The protocol works as follows. Each firmware has two symbols built in in the
binary: ROFI_FW_TYPE
and ROFI_FW_TIMESTAMP
. The user specifies the firmware
type, the timestamp is automatically added during a build. Firmware type is a
16-bit unsigned integer, the timestamp is a 64-bit unsigned integer. There are
no restrictions on the meaning of the numbers; it is recommended that the
timestamp are milliseconds since UNIX time epoch. A module updates only to the
same firmware type as it already is and to a newer timestamp. The firmware type
allows the system to consist of various types of modules.
The firmware update protocol uses content type specifier 3. There are four types of messages:
Firmware request is sent by a module to find out a firmware version of its neighbors. The answer is the firmware announcement. The message has the following format:
Firmware announcement is broadcasted by a module to its direct neighbors when it knows the new firmware. The firmware might not be completely known to the module, and therefore, there is a field of the known size in the message. If more of the firmware code is known, a new message is broadcasted. The message has the following format:
Firmware chunk request is sent by a module to obtain a new chunk of the firmware. It is usually a response to firmware announcement. The chunks are 1024 bytes in length (except the last one), and the allowed offsets are also in multiples of 1024. The message has the following format:
Firmware chunk response is a response to a firmware chunk request. The message has the following format:
First, we illustrate the protocol operation in a system composed of a single module type. Then, we extend it to arbitrary RoFI systems.

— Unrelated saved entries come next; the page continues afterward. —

PR #10773, opened 2023-11-17
Add skip for sflow test on Nvidia platform when topology is t0-64

nhe-NV:
### Description of PR

Summary: Add skip for sflow test on Nvidia platform when topology is t0-64
Fixes # (issue)

### Type of change

- [x] Bug fix

### Back port request
- [ ] 201911
- [x] 202012
- [x] 202205
- [x] 202305

To skip the sflow test due to some limitation on Nvidia platform.


bingwang-ms:
Can you elaborate why skip this test case only on t0-64?

nhe-NV:
> Can you elaborate why skip this test case only on t0-64?

HI @bingwang-ms 

This is due to some limitation on nvidia platform, Currently I think it should be better to have modify the script to also support on t0-64 topo instead of just skipping them. I abandon this one for now.

Thanks

PR #10805, opened 2023-11-20
[override] Fix inconsistent DUT when setup and test in dualtor topo

wen587:
### Description of PR

ADO: 25861068
Summary: The failure is caused by that DUTs when setup and under test are different ones.
Fixes # (issue)

### Type of change

- [ ] Bug fix

### Back port request
- [ ] 201911
- [ ] 202012
- [ ] 202205
- [ ] 202305

It is a nightly failure when testing in dualtor topo. The DUT under test is differnet with the one when setup. The test need to align the same DUT for setup and test.
#### How did you do it?
Align the DUT when test and setup.
E2E test

### DIFF
--- a/tests/override_config_table/test_override_config_table.py
+++ b/tests/override_config_table/test_override_config_table.py
@@ -59,7 +59,7 @@ def setup_env(duthosts, golden_config_exists_on_dut, tbinfo, enum_rand_one_per_h
     config_reload(duthost, config_source="minigraph", safe_reload=True)
     running_config = get_running_config(duthost)
 
-    yield running_config
+    yield running_config, duthost
 
     if topo_type in ["m0", "mx"]:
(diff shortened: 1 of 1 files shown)


tests/override_config_table/test_override_config_table.py
```diff
@@ -59,7 +59,7 @@ def setup_env(duthosts, golden_config_exists_on_dut, tbinfo, enum_rand_one_per_h
     config_reload(duthost, config_source="minigraph", safe_reload=True)
     running_config = get_running_config(duthost)
 
-    yield running_config
+    yield running_config, duthost
```
ganglyu, line 62: why do we need duthost?
enum_rand_one_per_hwsku_hostname is a fixture, will it return different host in the same test?

PR #10806, opened 2023-11-20
Recover testbed via console. 

yutongzhang-microsoft:
### Description of PR

There are lots of unhealthy testbeds in our pool, which needed to be recovered. But some of them lost their management ip, and could not be connected via ssh. So we need another method to access these devices and recover them. In this PR, we connect to devices via console, and try to recover it via console. 

In this first period, the script can be used to recover unhealthy testbeds using onie and aboot. And other types of testbeds will be supported in next period. 

Summary:
Fixes # (issue)

### Type of change

- [ ] Bug fix

### Back port request
- [ ] 201911
- [ ] 202012
- [ ] 202205
- [ ] 202305

There are lots of unhealthy testbeds in our pool, which needed to be recovered. But some of them lost their management ip, and could not be connected via ssh. So we need another method to access these devices and recover them. In this PR, we connect to devices via console, and try to recover it via console. 

In this first period, the script can be used to recover unhealthy testbeds using onie and aboot. And other types of testbeds will be supported in next period. 

#### How did you do it?
In this PR, we will check if we can connect to the device via ssh and if `sonic-installer` is usable on the device. If not, we will connect to the device  via console and do power cycle. 

We should execute command like 
```
python3 ../.azure-pipelines/recover_testbed/recover_testbed.py -i <inventory> <inventory> -t <testbed name> --tbfile <testbed file> --log-level info --image <image url> --hwsku <hwsku>
```
under folder `sonic-mgmt/ansible`

I tested on several testbeds and these testbeds can be recovered via my script.

### DIFF
--- a/.azure-pipelines/recover_testbed/common.py
+++ b/.azure-pipelines/recover_testbed/common.py
@@ -1,0 +1,227 @@
+import os
+import sys
+import logging
+import termios
+import tty
+import select
+import socket
+import time
+import pexpect
+import ipaddress
+
+_self_dir = os.path.dirname(os.path.abspath(__file__))
+base_path = os.path.realpath(os.path.join(_self_dir, "../.."))
+if base_path not in sys.path:
+    sys.path.append(base_path)
+ansible_path = os.path.realpath(os.path.join(_self_dir, "../../ansible"))
+if ansible_path not in sys.path:
+    sys.path.append(ansible_path)
+
+from tests.common.plugins.pdu_controller.pdu_manager import pdu_manager_factory
+
+logger = logging.getLogger(__name__)
+
+ADD_MANAGEMENT_IP = "ifconfig eth0 {} netmask 255.255.254.0"
+ADD_DEFAULT_IP_ROUTE = "ip route add default via {}"
+INSTALL_SONIC_IMAGE = "onie-nos-install {}"   # noqa E501
+
+
+def redeploy_testbed(sonichost, testbed_name):
+    logging.info("YT test redeploy testbed")
+
+
+def get_pdu_managers(sonichosts, conn_graph_facts):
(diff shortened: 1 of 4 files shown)


.azure-pipelines/recover_testbed/testbed_status.py
```diff
@@ -0,0 +1,26 @@
...
+ADD_MANAGEMENT_IP = "sudo ip addr add {}/23 brd {} dev eth0"
+ADD_DEFAULT_IP_ROUTE = "sudo ip route add default via {}"
+# TODO: Add mgmt ip into file /etc/network/interfaces -- ip, mask, gw
+
+
+def dut_lose_management_ip(sonichost, conn_graph_facts, localhost, dutip):
+    # Recover DUTs
+    logger.info("=====Recover start=====")
+    dut_console = duthost_console(sonichost, conn_graph_facts, localhost)
+    gw_ip = list(ipaddress.ip_interface("{}/23".format(dutip)).network.hosts())[0]
```
wangxin, line 17: Prefix length `/23` should not be hard coded.

.azure-pipelines/recover_testbed/common.py
```diff
@@ -0,0 +1,228 @@
...
+    sys.path.append(base_path)
+ansible_path = os.path.realpath(os.path.join(_self_dir, "../../ansible"))
+if ansible_path not in sys.path:
+    sys.path.append(ansible_path)
+
+from tests.common.plugins.pdu_controller.pdu_manager import pdu_manager_factory # noqa E402
+
+logger = logging.getLogger(__name__)
+
+ADD_MANAGEMENT_IP = "ifconfig eth0 {} netmask 255.255.254.0"
```
wangxin, line 24: netmask is also hard coded.

wangxin (approved):

PR #10867, opened 2023-11-28
Fix issue with test_syslog_rate_limit

Staphylo:
### Description of PR

There is a race condition in the rate-limit-host test code.
Changing the rate limit via the cli triggers hostcfgd to restart rsyslogd. However there is no wait to make sure this actually happens. This leads to some flakyness where loganalyzer.py would try to put a marker while the rsyslog systemd service is being restarted and crash.

### Type of change

- [x] Bug fix

### Back port request
- [ ] 201911
- [ ] 202012
- [ ] 202205
- [x] 202305

Fix flaky test to enhance pass rate reliability.

#### How did you do it?
Reproduced on my testbed, investigated the issue, fixed the issue

Stressed the test overnight without further failure

### DIFF
--- a/tests/syslog/test_syslog_rate_limit.py
+++ b/tests/syslog/test_syslog_rate_limit.py
@@ -1,3 +1,4 @@
+import contextlib
 import logging
 import os
 import pytest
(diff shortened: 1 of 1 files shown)


Staphylo:
@StormLiangMS

StormLiangMS (approved):
LGTM

PR #10877, opened 2023-11-29
Fix test_counterpoll_watermark flakiness

Staphylo:
### Description of PR

This test randomly picks a counter to test out of 3.
One check is only meant to run on one of these counter but ends up running for all counters.
There is another call for this check that is properly gated a few lines above, this fix essentially make sure it works the same.

The check actually works for all counters per my investigation but the delay is not sufficient for some older products. These take longer to properly populate data in COUNTERS_DB.
For this purpose a `wait_until` was introduced instead of an arbitrary sleep value.

### Type of change

- [x] Bug fix

### Back port request
- [ ] 201911
- [ ] 202012
- [ ] 202205
- [x] 202305

Reduce test flakiness to increase passrate reliability

#### How did you do it?
Investigated flaky test, reproduced and looked at the code to understand what went wrong

Ran the flaky test in a loop overnight.

This test seems flaky on slower products

### DIFF
--- a/tests/platform_tests/counterpoll/test_counterpoll_watermark.py
+++ b/tests/platform_tests/counterpoll/test_counterpoll_watermark.py
@@ -5,7 +5,6 @@ Tests for the `counterpoll queue/watermark/pg-drop ...` commands in SONiC
 import allure
 import logging
 import random
-import time
 import pytest
 
 from tests.common.config_reload import config_reload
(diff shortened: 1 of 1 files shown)


Staphylo:
@StormLiangMS

ZhaohuiS (approved):

Issue #10875, opened 2023-11-29
[Mellanox] check_sysfs.py return empty result for psu_info["temp"]


bingwang-ms:
**Description**
The issue is found in latest 202305 image on SN4600 testbed.
Incorrect `psu_info` is returned by `check_sysfs.py`.

```
 File "/azp/_work/40/s/tests/platform_tests/test_reboot.py", line 91, in reboot_and_check
    check_interfaces_and_services(dut, interfaces, xcvr_skip_list, reboot_type=reboot_type)
  File "/azp/_work/40/s/tests/platform_tests/test_reboot.py", line 140, in check_interfaces_and_services
    check_sysfs(dut)
  File "/azp/_work/40/s/tests/platform_tests/mellanox/check_sysfs.py", line 131, in check_sysfs
    psu_temp = float(psu_info["temp"]) / 1000
ValueError: could not convert string to float: ''

```
It's because `/var/run/hw-management/thermal/psu1_temp` doesn't exist on the device.
```
admin@str2-msn4600c-acs-03:~$ ls -al /var/run/hw-management/thermal/psu1_temp*
lrwxrwxrwx 1 root root 87 Nov 29 07:03 /var/run/hw-management/thermal/psu1_temp1 -> /sys/devices/platform/mlxplat/i2c_mlxcpld.1/i2c-1/i2c-4/4-0059/hwmon/hwmon4/temp1_input
lrwxrwxrwx 1 root root 85 Nov 29 07:03 /var/run/hw-management/thermal/psu1_temp1_max -> /sys/devices/platform/mlxplat/i2c_mlxcpld.1/i2c-1/i2c-4/4-0059/hwmon/hwmon4/temp1_max
lrwxrwxrwx 1 root root 87 Nov 29 07:03 /var/run/hw-management/thermal/psu1_temp2 -> /sys/devices/platform/mlxplat/i2c_mlxcpld.1/i2c-1/i2c-4/4-0059/hwmon/hwmon4/temp2_input
lrwxrwxrwx 1 root root 85 Nov 29 07:03 /var/run/hw-management/thermal/psu1_temp2_max -> /sys/devices/platform/mlxplat/i2c_mlxcpld.1/i2c-1/i2c-4/4-0059/hwmon/hwmon4/temp2_max
```

**Steps to reproduce the issue:**
1. Run any test case that calls `check_sysfs`. Such as `test_cold_reboot`, `test_check_hw_mgmt_sysfs`
2.
3.

[...]

PR #10878, opened 2023-11-29
Update sysfs node name/path according to production code change

Junchao-Mellanox:
**Why I did this**

Some sysfs node names have been changed in production code, this PR is to align the changes based on different hw-management version

**How I did this**

For different hw-management version, sonic-mgmt code should use different sysfs node name.

**How I test it**

Run sonic-mgmt regression test

### DIFF
--- a/tests/common/mellanox_data.py
+++ b/tests/common/mellanox_data.py
@@ -1,4 +1,6 @@
 
+import functools
+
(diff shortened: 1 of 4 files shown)


nhe-NV (approved):

nhe-NV:
With this PR the issue https://github.com/sonic-net/sonic-mgmt/issues/10875 will be fixed

bingwang-ms (approved):

PR #10883, opened 2023-11-29
Fix test issues in the advanced-reboot test

congh-nvidia:
### Description of PR

Summary:
The advanced-root test is used in the upgrade path test(https://github.com/sonic-net/sonic-mgmt/blob/0764377663d0d2c4b85762cae594ea82e3a3ccb3/tests/upgrade_path/test_upgrade_path.py).
When testing the upgrade, the 300s wait for control plane down may not enough because warm-reboot command might take more than 300s to perform shutdown due to lag_keepalive script and FW upgrade.
This is the analysis from @stepanblyschak:
```
It takes some time for the warm/fast-reboot scripts to invoke all the preparation flows and shutdown services. It takes more than 1 minute.
Plus, on upgrade, we do FW upgrade, which can take 2-3 minutes.
Also, recently MSFT added lag_keepalive.py which takes 60 sec to execute. Therefore, now we are seeing 5-minute timeout could be less than enough for certain platforms.
```
So we suggest increase the timeout for control plane down to 600s.

### Type of change

- [x] Bug fix

### Back port request
- [ ] 201911
- [ ] 202012
- [ ] 202205
- [x] 202305

Please see the description.
#### How did you do it?
Increase the timeout for control plane down to 600s.
Run the test in regression for a week, the issues are not seen again.


roy-sror (approved):
I think that we are missing the explanation about why it was increased(the lacp keepalive), Stepan has also reported a sonic-mgmt issue for that.

congh-nvidia:
The second issue is fixed by PR(https://github.com/sonic-net/sonic-mgmt/pull/10960), remove this part from this PR.

congh-nvidia:
@roy-sror , I have added the time estimation from Stepan in the summary.

PR #10888, opened 2023-11-29
Update baseline test yaml

xwjiang-ms:
### Description of PR

Summary:
Fixes # (issue)

### Type of change

- [ ] Bug fix

### Back port request
- [ ] 201911
- [x] 202012
- [x] 202205
- [x] 202305

Jobs template yaml could not start with variables
#### How did you do it?
Set variables under stage

### DIFF
--- a/.azure-pipelines/baseline_test/baseline.test.mgmt.public.master.yml
+++ b/.azure-pipelines/baseline_test/baseline.test.mgmt.public.master.yml
@@ -28,6 +28,13 @@ stages:
   dependsOn:
   - Pre_test
   condition: succeeded('Pre_test')
+  variables:
+  - group: SONiC-Elastictest
+  - name: inventory
+    value: veos_vtb
+  - name: testbed_file
+    value: vtestbed.yaml
+  - group: GIT_SECRETS
   jobs:
   - template: baseline.test.template.yml
 
@@ -36,6 +43,13 @@ stages:
   - Pre_test
   - Test_round_1
   condition: and(succeeded('Pre_test'), succeededOrFailed('Test_round_1'))
+  variables:
+  - group: SONiC-Elastictest
+  - name: inventory
+    value: veos_vtb
+  - name: testbed_file
+    value: vtestbed.yaml
+  - group: GIT_SECRETS
   jobs:
   - template: baseline.test.template.yml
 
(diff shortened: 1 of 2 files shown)


.azure-pipelines/baseline_test/baseline.test.mgmt.public.master.yml
```diff
@@ -28,6 +28,13 @@ stages:
   dependsOn:
   - Pre_test
   condition: succeeded('Pre_test')
+  variables:
+  - group: SONiC-Elastictest
+  - name: inventory
+    value: veos_vtb
+  - name: testbed_file
+    value: vtestbed.yaml
+  - group: GIT_SECRETS
```
lerry-lee, line 37: All Test_round_1, Test_round_2 and Test_round_3 have the same variables, can the definition of these variables be extracted to parent index?

.azure-pipelines/baseline_test/baseline.test.template.yml
```diff
@@ -1,19 +1,11 @@
...
-
 jobs:
 - job: t0_elastictest
   displayName: "kvmtest-t0 by Elastictest"
   timeoutInMinutes: 240
   continueOnError: false
   pool: ubuntu-20.04
   strategy:
-    parallel: $(BASELINE_MGMT_PUBLIC_MASTER_TEST_NUM)
+    parallel: $[ variables['BASELINE_MGMT_PUBLIC_MASTER_TEST_NUM'] ]
```
lerry-lee, line 8: I wonder where is the definition of this variable `BASELINE_MGMT_PUBLIC_MASTER_TEST_NUM` ?

xwjiang-ms: Yes, and parallel variable type should be number, but our env imported would be string

.azure-pipelines/baseline_test/baseline.test.mgmt.public.master.yml
xwjiang-ms: No, even defined in previous step, we also need to import to different stages, maybe we can create a template file and import template, but I think it's unnecessary, the repeat code is not much

lerry-lee: I'm not quite sure, can't we define the variables in parent stage? Like this:
https://github.com/sonic-net/sonic-buildimage/blob/eba6ef0aa9a15f72ffdc83045f5d17730a9a7ed3/azure-pipelines.yml#L86

xwjiang-ms: This is defined in stage level, just like I defined

lerry-lee: Oh, my bad, I regard it as job carelessly.

lerry-lee (approved):

PR #10198, opened 2023-09-29
Adding dynamic MAC reading in test_pfcwd_function.py

rraghav-cisco:
The tests in test_pfcwd_function.py are failing since the reverse path is using the source port's MAC address instead of the dest port's mac address. This PR is to dynamically pass the correct mac address for the reverse path test.
@abdosi : pls review.

PR #10893, opened 2023-11-29
Adding dynamic MAC reading in test_pfcwd_function.py

rraghav-cisco:
Porting 10198 to 202205:
The tests in test_pfcwd_function.py are failing since the reverse path is using the source port's MAC address instead of the dest port's mac address. This PR is to dynamically pass the correct mac address for the reverse path test.


rraghav-cisco:
@neethajohn : Pls let me know if you have any comments. This is already merged in master(https://github.com/sonic-net/sonic-mgmt/pull/10198).

wangxin (approved):

PR #10902, opened 2023-11-30
[202305] Revert LPM test due to design change back and fix some LPM test issue

JibinBao:
### Description of PR

Summary:
1. Revert LPM test, because the implementation has been reverted to the old way.https://github.com/sonic-net/sonic-buildimage/pull/17096
2. Fix issue of test_check_sfputil_low_power_mode. Previously after setting the lpmode, test checks the value is on or off, which is not correct. we should check if the value of lpmode is the set one.
3. When the cable type is OSPF and the power class is not "Power Class 1", it also supports LPM. So, add a check accordingly. 

Fixes # (issue)

### Type of change

- [x] Bug fix

### Back port request
- [ ] 201911
- [ ] 202012
- [ ] 202205
- [ ] 202305

Revert lpm test

#### How did you do it?
Revert lpm test

Run lmp test on image inlcuding https://github.com/sonic-net/sonic-buildimage/pull/17096

### DIFF
--- a/tests/common/devices/sonic.py
+++ b/tests/common/devices/sonic.py
@@ -2283,7 +2283,7 @@ Totals               6450                 6449
     def links_status_down(self, ports):
         show_int_result = self.command("show interface status")
         for output_line in show_int_result['stdout_lines']:
-            output_port = output_line.strip().split(' ')[0]
+            output_port = output_line.split(' ')[0]
             # Only care about port that connect to current DUT
             if output_port in ports:
                 # Either oper or admin status 'down' means link down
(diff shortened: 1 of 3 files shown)


roy-sror (approved):

JibinBao:
> if you cannot take the master PR to 202305 with clean cherrypick can you please refer to the master PR for tracking? also does not seems it is only revert. can you explain the motivation of the fix and the additional changes done?

@liat-grozovik .
Thank you for your comments.
1. master PR: https://github.com/sonic-net/sonic-mgmt/pull/10903
2.  I have updated the description.

liat-grozovik:
@yxieca can you please help to merge to release branch?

When a first module receives a new firmware, it broadcasts the firmware announcement. Each module keeps a record of the source of newest firmware available. It can be either the module itself or one of its neighbors. The firmware sources are ordered by the timestamp and the known size, and for now, we ignore firmware types. If a module receives a firmware announcement, it checks if it is newer than any source known so far. If not, the message is ignored. Otherwise, it updates the firmware source. When a firmware source contains a newer firmware than the firmware the module currently runs, it starts the upgrade procedure. It uses a firmware chunk request to ask the firmware source for a new firmware chunk. If a newer source of firmware appears, the current firmware update is aborted and a new update is started. During the update, the module itself broadcasts a firmware announcement message as new chunks of firmware are received. In this fashion, the new firmware spreads like a wave in the system. Note that messages can get lost in the system as connectors are allowed to drop datagrams. Therefore, if the message response times out, the module broadcasts a firmware request to find a new firmware source.
To support multiple firmware types, the module keeps track of the newest firmware available for each type. If a firmware announcement updates another type of firmware than the module type is, it broadcasts the announcement to all neighbors. If a firmware chunk request for other firmware is received, it is redirected to the source of that type of firmware and the module remembers the request. When a response in the form of a firmware chunk is received, the module redirects the message to the author of the request.